▶ _ASSIGNED TASK_: What you give back should match the entries below character for character.

▶ _DATA SHOWN_:
<<<<
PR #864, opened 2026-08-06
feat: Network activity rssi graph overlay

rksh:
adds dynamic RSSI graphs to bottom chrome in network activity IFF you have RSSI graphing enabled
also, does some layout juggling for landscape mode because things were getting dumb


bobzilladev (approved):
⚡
>>>>
▶ _EXPECTED ANSWER_:
PR #864, opened 2026-08-06
feat: Network activity rssi graph overlay

rksh:
adds dynamic RSSI graphs to bottom chrome in network activity IFF you have RSSI graphing enabled
also, does some layout juggling for landscape mode because things were getting dumb


bobzilladev (approved):
⚡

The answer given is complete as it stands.